The event horizon never winds up shrinking. That's one of the laws of classical black hole mechanics - the area of the event horizon never decreases. (Again, I'm not going to address the quantum issues).

If it were possible to add only charge to a black hole without adding mass as well, you could make the event horizon decrease. But it's not possible to do so.

For example:

http://en.wikipedia.org/wiki/Reissner-Nordström_black_hole

puts the outer horizon at
M = M + sqrt(M^2 - Q^2)

Note there is not a separate one for charged vs uncharged particles however. Increasing Q -> decreasing horizon area.

But it is not possible to add only charge to a black hole without increasing its mass. It requires work to add more charge to a negatively charged black hole. Imagine the classical case - you have a charged sphere, and you want to add more charge to it. To bring the additional charge to the sphere requires energy. To shoot a particle into the sphere, it would have to have a high enough velocity to overcome the repulsive potential barrier.

In the black hole case, this energy winds up increasing the mass of the black hole. The mass of the black hole always increases by the "energy at infinity" of the particles you are shooting into it. This energy will be gamma*rest mass, where gamma is the relativistic gamma factor associated with the velocity at infinity of the particles being shot into the hole.

This added mass is always enough so that the horizon area increases, and never decreases.

 

[Quaoar]

Ah, I was forgetting to include the kinetic energy of the particles when considering the mass added to the black hole.

What if you positioned a spaceship right outside the event horizon, which caught charged particles speeding towards event horizon, slowed them down to almost 0 velocity, and then deposited the particles into the black hole. Wouldn't this increase the mass of the black hole only by the rest mass?

 

[Office_Shredder]

Guillochon, think of it this way.

You're trying to make a black hole with a positive charge capable of pushing protons away, despite the massive gravitational pull. Because of the nature of electrical vs. gravitational force, the electrical force is going to be capable of pushing the proton away no matter how close it gets. However, imagine if you go back one step. How did the last charged particle enter the black hole if the black hole is already capable of repelling charged particles?

 

[Quaoar]

Guillochon, think of it this way.

You're trying to make a black hole with a positive charge capable of pushing protons away, despite the massive gravitational pull. Because of the nature of electrical vs. gravitational force, the electrical force is going to be capable of pushing the proton away no matter how close it gets. However, imagine if you go back one step. How did the last charged particle enter the black hole if the black hole is already capable of repelling charged particles?
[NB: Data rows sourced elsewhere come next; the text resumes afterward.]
PR #1086, opened 2023-12-07
feat: support for Pebble Notices

benhoyt:
This PR implements Ops support for Pebble Notices (described in [JU048](https://docs.google.com/document/d/16PJ85fefalQd7JbWSxkRWn0Ye-Hs8S1yE99eW7pk8fA/edit), with the user ID details in [OP042](https://docs.google.com/document/d/1tQwUxz-rV-NjH-UodDbSDhGcMJGfD3OSoTnBLI9aoGU/edit)).

This adds a new `PebbleNoticeEvent` base event type, with `PebbleCustomNoticeEvent` being the first concrete type -- we'll have more later, such as for `warning` and `change-update` notices. These events have a `notice` attribute which is a `LazyNotice` instance: if you only access `id` or `type` or `key` it won't require a call to Pebble (I think only accessing `key` will be common in charms).

In addition, this adds `get_notice` and `get_notices` methods to both `pebble.Client` and `model.Container`. These return objects of the new `Notice` type.

The `timeconv.parse_duration` helper function is needed by `Notice.from_dict`, to parse Go's [`time.Duration.String`](https://pkg.go.dev/time#Duration.String) format that Pebble uses for the `repeat-after` and `expire-after` fields. Most of the test cases for this were taken from [Go's test cases](https://cs.opensource.google/go/go/+/refs/tags/go1.21.5:src/time/time_test.go;l=891).

This PR does *not* include `Harness` support for Pebble Notices. I plan to add that in a follow-up PR soon (using a `Harness.pebble_notify` function and implementing the `get_notice` and `get_notices` test backend functions).


docs/conf.py
```diff
@@ -73,28 +73,30 @@ def _compute_navigation_tree(context):
 # domain name if present. Example entries would be ('py:func', 'int') or
 # ('envvar', 'LD_LIBRARY_PATH').
 nitpick_ignore = [
-    ('py:class', 'ops.model._AddressDict'),
+    # Please keep this list sorted alphabetically.
```
benhoyt, line 76: Note that the only thing I've added here is `_NoticeDict`, but I sorted the list to make the it easier to scan.

ops/model.py
```diff
@@ -3489,3 +3525,57 @@ def validate_label_value(cls, label: str, value: str):
         if re.search('[,=]', v) is not None:
             raise ModelError(
                 f'metric label values must not contain "," or "=": {label}={value!r}')
+
+
+class LazyNotice:
```
tonyandrewmeyer, line 3530: I might have said this when we talked about it earlier, but in case not: I really like this approach.

ops/model.py
```diff
@@ -2719,6 +2719,42 @@ def send_signal(self, sig: Union[int, str], *service_names: str):
...
+        """Get details about a single notice by ID.
+
+        Raises:
+            ModelError: if a notice with the given ID is not found
+        """
+        try:
+            return self._pebble.get_notice(id)
+        except pebble.APIError as e:
+            if e.code == 404:
+                raise ModelError(f'notice {id!r} not found')
```
tonyandrewmeyer, line 2732:
```suggestion
                raise ModelError(f'notice {id!r} not found') from e
```

ops/model.py
```diff
@@ -2719,6 +2719,42 @@ def send_signal(self, sig: Union[int, str], *service_names: str):
...
+        parameters.
+        """
+        notices = self._pebble.get_notices(
+            select=select,
+            user_id=user_id,
+            types=types,
+            keys=keys,
+            after=after,
+        )
+        return notices
```
tonyandrewmeyer, line 2756: Any reason not to just do this?
```suggestion
        return self._pebble.get_notices(
            select=select,
            user_id=user_id,
            types=types,
            keys=keys,
            after=after,
        )
```

ops/model.py
```diff
@@ -3489,3 +3525,57 @@ def validate_label_value(cls, label: str, value: str):
...
+        try:
+            self.type = pebble.NoticeType(type)
+        except ValueError:
+            self.type = type
+        self.key = key
+
+        self._notice: Optional[ops.pebble.Notice] = None
+
+    @property
+    def notice(self) -> ops.pebble.Notice:
```
tonyandrewmeyer, line 3562: What's the use-case for exposing this?

ops/model.py
```diff
@@ -3489,3 +3525,57 @@ def validate_label_value(cls, label: str, value: str):
...
+        """The non-lazy :class:`ops.pebble.Notice` object (requires a call to Pebble)."""
+        self._ensure_loaded()
+        assert self._notice is not None
+        return self._notice
+
+    def __repr__(self):
+        return f'LazyNotice(id={self.id!r}, type={self.type}, key={self.key!r})'
```
tonyandrewmeyer, line 3569: Similar to another comment, it feels like it would be worth handling the case where `self.type` is a string here, although this is very much a nit :smile:.

```suggestion
        repr_type = self.type if isinstance(self.type, pebble.NoticeType) else repr(self.type)
        return f'LazyNotice(id={self.id!r}, type={repr_type}, key={self.key!r})'
```

test/test_pebble.py
```diff
@@ -2702,6 +2750,124 @@ def test_checklevel_conversion(self):
...
+                'occurrences': 7,
+            },
+            'status': 'OK',
+            'status-code': 200,
+            'type': 'sync',
+        })
+
+        notice = self.client.get_notice('124')
+
+        # No need to re-test full Notice.from_dict behaviour
```
tonyandrewmeyer, line 2772: My preference for comments is that they are a full sentence, including final punctuation, so:

```suggestion
        # No need to re-test full Notice.from_dict behaviour.
```

However, it's hard to get a smaller nit than this, and I don't think this is consistent in the rest of ops, so feel free to discard this comment :smile:.

test/test_pebble.py
```diff
@@ -2702,6 +2750,124 @@ def test_checklevel_conversion(self):
...
+                'last-occurred': '2023-12-07T17:01:03.123456789Z',
+                'last-repeated': '2023-12-07T17:01:04.123456789Z',
+                'occurrences': 7,
+            },
+            'status': 'OK',
+            'status-code': 200,
+            'type': 'sync',
+        })
+
+        notice = self.client.get_notice('124')
```
tonyandrewmeyer, line 2770: Is this deliberately asking for a notice of ID 124 and getting back a notice with ID 123? If that happened, wouldn't that be a Pebble bug?

tonyandrewmeyer (commented):
Looks great to me! A few minor comments/suggestions.

Normally with a significant change like this I like to install it locally and play around with it a bit to get a more holistic feel than from a series of diffs. I haven't done that since (as you mentioned in ~ops-library-development) it's complicated to do that at the moment since this hasn't landed in a Juju release. I generally feel that given how much work there has been on the spec, it's probably unnecessary, but if there is some way to (maybe partially just with pebble but not juju support?) do that, it'd be nice.

ops/_private/timeconv.py
```diff
@@ -24,6 +24,21 @@
...
 _TIMEOFFSET_RE = re.compile(r'([-+])(\d{2}):(\d{2})')
 
+# Matches n.n<unit> (allow U+00B5 micro symbol as well as U+03BC Greek letter mu)
+_DURATION_RE = re.compile(r'([0-9.]+)([a-zµμ]+)')
+
+# Mapping of unit to float seconds
+_DURATION_UNITS = {
+    'ns': 0.000_000_001,
+    'us': 0.000_001,
+    'µs': 0.000_001,  # U+00B5 = micro symbol
```
hpidcock, line 34: nice

ops/_private/timeconv.py
```diff
@@ -57,3 +72,40 @@ def parse_rfc3339(s: str) -> datetime.datetime:
...
+        number, unit = match.groups()
+        if unit not in _DURATION_UNITS:
+            raise ValueError(f'invalid duration: invalid unit {unit!r}')
+        try:
+            seconds += float(number) * _DURATION_UNITS[unit]
+        except ValueError:
+            # Same exception type, but a slightly more specific error message
+            raise ValueError(f'invalid duration: {number!r} is not a valid float') from None
+
+    duration = datetime.timedelta(seconds=seconds)
```
hpidcock, line 110:
```
datetime.timedelta(days=0, seconds=0, microseconds=0, milliseconds=0, minutes=0, hours=0, weeks=0)
```

ops/_private/timeconv.py
```diff
@@ -57,3 +72,40 @@ def parse_rfc3339(s: str) -> datetime.datetime:
...
+    if matches[0].start() != 0 or matches[-1].end() != len(s):
+        raise ValueError('invalid duration: extra input at start or end')
+
+    seconds = 0
+    for match in matches:
+        number, unit = match.groups()
+        if unit not in _DURATION_UNITS:
+            raise ValueError(f'invalid duration: invalid unit {unit!r}')
+        try:
+            seconds += float(number) * _DURATION_UNITS[unit]
```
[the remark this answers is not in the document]
hpidcock: Go seems to be happy with parsing strange stuff like `100ms0.1s0.1s0.1s0.6s`, so I guess this if fine.

I think we should drop the forced conversion to float, each number should stay as integers if possible. Have a variable for each of hour, minute, second, millisecond, microsecond and nanosecond.

Then for nanosecond, since datetime.timedelta doesn't support it, follow its rounding (half to even) when converting to microseconds, add it onto the microsecond (so microsecond can stay an integer if it already is one).

hpidcock (commented):
Yeah looks good, only really comments about the duration parsing stuff. I'm not a python expert, so the rest looks like it follows the model.

benhoyt:
@tonyandrewmeyer:

> Normally with a significant change like this I like to install it locally and play around with it a bit to get a more holistic feel than from a series of diffs. I haven't done that since (as you mentioned in ~ops-library-development) it's complicated to do that at the moment since this hasn't landed in a Juju release. I generally feel that given how much work there has been on the spec, it's probably unnecessary, but if there is some way to (maybe partially just with pebble but not juju support?) do that, it'd be nice.

Yeah, good call. I'm testing with the following charm (you can replace `src/charm.py` in the test charm [in this Juju PR](https://github.com/juju/juju/pull/16428) with the following code):

```python
#!/usr/bin/env python3
"""Charm to test Pebble Notices."""

import logging

import ops

class PebbleNoticesCharm(ops.CharmBase):
    """Charm to test Pebble Notices."""

    def __init__(self, *args):
        super().__init__(*args)
        self.framework.observe(self.on["redis"].pebble_ready, self._on_pebble_ready)
        self.framework.observe(self.on["redis"].pebble_custom_notice, self._on_custom_notice)

    def _on_pebble_ready(self, event):

    def _on_custom_notice(self, event):
        logger.info(
            f"_on_custom_notice: id={event.notice.id} type={event.notice.type} key={event.notice.key} occurrences={event.notice.occurrences}"
        )

        # Don't include the (arbitrary) ID in the status message
        self.unit.status = ops.MaintenanceStatus(
            f"notice type={event.notice.type} key={event.notice.key}"
        )

        container = event.workload
        notices = container.get_notices(types=[ops.pebble.NoticeType.CUSTOM])
        for i, notice in enumerate(notices):
            logger.info(f"get_notices {i}: {notice}")


if __name__ == "__main__":
    ops.main(PebbleNoticesCharm)
```

And then I `charmcraft pack` and deploy as per the "QA steps" [on that PR](https://github.com/juju/juju/pull/16428), but between packing and deploying, use this little script to inject my local copy of ops (with the changes in *this* PR):

```bash
#!/usr/bin/env bash

if [ "$#" -lt 2 ]
then
	echo "Inject local copy of Python Operator Framework source into charm"
	echo
    echo "usage: inject-ops.sh file.charm /path/to/ops/dir" >&2
    exit 1
fi

if [ ! -f "$2/framework.py" ]; then
    echo "$2/framework.py not found; arg 2 should be path to 'ops' directory"
    exit 1
fi

set -ex

mkdir inject-ops-tmp
unzip -q $1 -d inject-ops-tmp
rm -rf inject-ops-tmp/venv/ops
cp -r $2 inject-ops-tmp/venv/ops
cd inject-ops-tmp
zip -q -r ../inject-ops-new.charm .
cd ..
rm -rf inject-ops-tmp
rm $1
mv inject-ops-new.charm $1
```

I've just tested using this and it works end to end. Hope that helps.

ops/pebble.py
```diff
@@ -1277,6 +1292,90 @@ def __repr__(self):
...
+    user_id: Optional[int]
+    """UID of the user who may view this notice (None means notice is public)."""
+
+    type: Union[NoticeType, str]
+    """Type of the notice."""
+
+    key: str
+    """The notice key, a string that differentiates notices of this type.
+
+    This is in the format ``domain.com/path``.
```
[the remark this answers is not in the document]
benhoyt: Good call, changed to `example.com/path`

ops/pebble.py
```diff
@@ -1277,6 +1292,90 @@ def __repr__(self):
...
+    """
+
+    occurrences: int
+    """The number of times one of these notices has occurred."""
+
+    last_data: Dict[str, str] = dataclasses.field(default_factory=dict)
+    """Additional data captured from the last occurrence of one of these notices."""
+
+    repeat_after: Optional[datetime.timedelta] = None
+    """How long after one of these was last repeated should we allow it to repeat."""
```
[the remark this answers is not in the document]
benhoyt: Fixed.

ops/testing.py
```diff
@@ -3259,3 +3259,17 @@ def send_signal(self, sig: Union[int, str], service_names: Iterable[str]):
 
     def get_checks(self, level=None, names=None):  # type:ignore
         raise NotImplementedError(self.get_checks)  # type:ignore
+
+    def get_notice(self, id: str) -> pebble.Notice:
+        raise NotImplementedError(self.get_notice)
```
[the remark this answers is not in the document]
benhoyt: Yes, very much so. I just wanted to make progress on merging this PR, which is already quite large. As noted in the PR description:

> This PR does not include Harness support for Pebble Notices. I plan to add that in a follow-up PR soon (using a Harness.pebble_notify function and implementing the get_notice and get_notices test backend functions).

ops/pebble.py
```diff
@@ -2645,6 +2744,53 @@ def get_checks(
...
+    def get_notices(
+        self,
+        *,
+        select: Optional[NoticesSelect] = None,
+        user_id: Optional[int] = None,
+        types: Optional[Iterable[NoticeType]] = None,
+        keys: Optional[Iterable[str]] = None,
+        after: Optional[datetime.datetime] = None,
+    ) -> List[Notice]:
+        """Query for notices that match the provided filters.
```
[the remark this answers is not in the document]
benhoyt: Done (in one-liner and clarified in body of docstring).

ops/pebble.py
```diff
@@ -2645,6 +2744,53 @@ def get_checks(
...
+            keys: filter for notices with any of the specified keys
+            after: filter for notices that were last repeated after this time
+        """
+        query: Dict[str, Union[str, List[str]]] = {}
+        if select is not None:
+            query['select'] = select.value
+        if user_id is not None:
+            query['user-id'] = str(user_id)
+        if types is not None:
+            query['types'] = [t.value for t in types]
```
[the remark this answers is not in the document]
benhoyt: Good call, done.

ops/model.py
benhoyt: Heh, I had it that way originally, but then I felt the `return` got lost. However, I changed it back -- this way it's clearer it's proxying straight through.

ops/model.py
benhoyt: Thanks, fixed (and added test).

test/test_pebble.py
benhoyt: Fair, updated.

test/test_pebble.py
benhoyt: Fixed.

ops/model.py
benhoyt: That's a fair call. I was thinking in case they wanted a "real" `pebble.Notice` type. But I don't see why you'd need that. Python works more with duck-typing. I've removed it for now, and we can always reconsider if a use case comes up.

ops/testing.py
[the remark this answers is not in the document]
tonyandrewmeyer: Oops, sorry :smile:. I read read the description, promise! But obviously that bit didn't stick in my mind!

tonyandrewmeyer:
> Yeah, good call. I'm testing with the following charm (you can replace `src/charm.py` in the test charm [in this Juju PR](https://github.com/juju/juju/pull/16428) with the following code):

Thanks! I played around with it a bit and all still seems good, as expected :)

tonyandrewmeyer (approved):

ops/_private/timeconv.py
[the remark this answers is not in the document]
benhoyt: I've done this in https://github.com/canonical/operator/pull/1086/commits/40357ef11a51e4e0e4d501fabee7238189678d3d -- thanks for the suggestion, @hpidcock

ops/_private/timeconv.py
benhoyt: I've taken this approach in https://github.com/canonical/operator/pull/1086/commits/40357ef11a51e4e0e4d501fabee7238189678d3d -- thanks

Well, that's why I now think that eliminating the event horizon would probably be impossible, since it would take infinite energy to completely eliminate it. However, I am not convinced that the black hole's event horizon cannot shrink at all.
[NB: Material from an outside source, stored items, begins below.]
Issue #1075, opened 2023-11-22
Hook context: Add a clear boundary between ops and juju


sed-i:
Hook tools ([1](https://github.com/canonical/operator/blob/main/ops/model.py), [2](https://github.com/canonical/operator/pull/973)) and [pebble.py](https://github.com/canonical/operator/blob/main/ops/pebble.py) already draw a pretty clear boundary between ops and juju, but there is a key part missing: [environment variables](https://juju.is/docs/sdk/charm-environment-variables).

Wouldn't it be nice if the juju context could be represented as a plain, flat class directly from envvars, and without any deps? And then reused within ops for whatever purpose, without ever again hardcoding envvar string literals?

## Conceptual design for hook context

What if we start with a completely neutral black hole, and we feed it zero-velocity electrons? Shouldn't the event horizon shrink, since the charge/mass ratio of the electron is large?

BTW, I always have difficulty interpreting equations where the fundamental constants are set to 1. I can't figure out how to get an actual number out of the equation in pervect's link because of the "convenient" units used.

 

[pervect]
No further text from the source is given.